'''

PR #6130, opened 2025-07-11
Implement k0s feature gates

### LINKED ISSUE #6084: Introduce an ipv6 single stack feature gate.
Known unknowns:

juanluisvaladas:
## Description

Introduces a feature gates system to k0s, inspired by Kubernetes feature gates, enabling controlled rollout of experimental and new features.

These are heavily inspired but kubernetes' feature gates, but we don't need something that sophisticated and hence we're doing a much simpler implementation for them.
    
Unlike in kubernetes, we've decided not to implement AllAlpha and AllBeta at least for now.
    
Implements #608

Fixes #6084

## Type of change

- [x] Documentation update

## How Has This Been Tested?

- [x] Manual test
- [x] Auto test added

## Checklist

### DIFF
--- a/docs/feature-gates.md
+++ b/docs/feature-gates.md
@@ -1,0 +1,51 @@
+<!--
+SPDX-FileCopyrightText: 2025 k0s authors
+SPDX-License-Identifier: CC-BY-SA-4.0
+-->
+
+# Feature Gates
+
+Feature gates are a mechanism to enable or disable experimental features in k0s.
+They allow you to control which features are active in your cluster, providing
+a way to safely test new functionality before it becomes generally available.
+
+## Overview
+
+Feature gates in k0s follow a lifecycle model similar to Kubernetes:
+
+- **Alpha**: Experimental features that are disabled by default and may be unstable or removed
+- **Beta**: Features that are more stable but still being tested, enabled by default
+- **GA (Generally Available)**: Stable features that cannot be disabled. If explicitly disabled
+k0s will fail to start
+
+Once a feature reaches GA status, the feature gate cannot be disabled anymore and it will be
+eventually removed.
+
+## Using Feature Gates
+
+Feature gates can be configured using the `--feature-gates` flag when starting the k0s controllers:
+
+```shell
+k0s controller --feature-gates="ExampleFeature=true,AnotherFeature=false"
+```
+
+The feature gates configuration must be consistent across all controllers in the cluster.
+
+**Important notes:**
+
+- Currently feature gates apply only to the controllers. They may be added to workers in future releases
+- Setting a GA feature gate to false will cause k0s startup to fail
+- Unknown feature gates will cause k0s start up to fail
+- Feature gates use case-sensitive CamelCase names
+
+## Available Features
+
+The following table is a summary of the feature gates that you can set. Each feature is designed for a specific stage of stability:
+
+| Feature           | Default | Stage | Since | Until |
+|-------------------|---------|-------|-------|-------|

'''

TASK DETAILS — Write down every line of the data exactly as it appears above.

WRITTEN RESPONSE —
PR #6130, opened 2025-07-11
Implement k0s feature gates

### LINKED ISSUE #6084: Introduce an ipv6 single stack feature gate.
Known unknowns:

juanluisvaladas:
## Description

Introduces a feature gates system to k0s, inspired by Kubernetes feature gates, enabling controlled rollout of experimental and new features.

These are heavily inspired but kubernetes' feature gates, but we don't need something that sophisticated and hence we're doing a much simpler implementation for them.
    
Unlike in kubernetes, we've decided not to implement AllAlpha and AllBeta at least for now.
    
Implements #608

Fixes #6084

## Type of change

- [x] Documentation update

## How Has This Been Tested?

- [x] Manual test
- [x] Auto test added

## Checklist

### DIFF
--- a/docs/feature-gates.md
+++ b/docs/feature-gates.md
@@ -1,0 +1,51 @@
+<!--
+SPDX-FileCopyrightText: 2025 k0s authors
+SPDX-License-Identifier: CC-BY-SA-4.0
+-->
+
+# Feature Gates
+
+Feature gates are a mechanism to enable or disable experimental features in k0s.
+They allow you to control which features are active in your cluster, providing
+a way to safely test new functionality before it becomes generally available.
+
+## Overview
+
+Feature gates in k0s follow a lifecycle model similar to Kubernetes:
+
+- **Alpha**: Experimental features that are disabled by default and may be unstable or removed
+- **Beta**: Features that are more stable but still being tested, enabled by default
+- **GA (Generally Available)**: Stable features that cannot be disabled. If explicitly disabled
+k0s will fail to start
+
+Once a feature reaches GA status, the feature gate cannot be disabled anymore and it will be
+eventually removed.
+
+## Using Feature Gates
+
+Feature gates can be configured using the `--feature-gates` flag when starting the k0s controllers:
+
+```shell
+k0s controller --feature-gates="ExampleFeature=true,AnotherFeature=false"
+```
+
+The feature gates configuration must be consistent across all controllers in the cluster.
+
+**Important notes:**
+
+- Currently feature gates apply only to the controllers. They may be added to workers in future releases
+- Setting a GA feature gate to false will cause k0s startup to fail
+- Unknown feature gates will cause k0s start up to fail
+- Feature gates use case-sensitive CamelCase names
+
+## Available Features
+
+The following table is a summary of the feature gates that you can set. Each feature is designed for a specific stage of stability:
+
+| Feature           | Default | Stage | Since | Until |
+|-------------------|---------|-------|-------|-------|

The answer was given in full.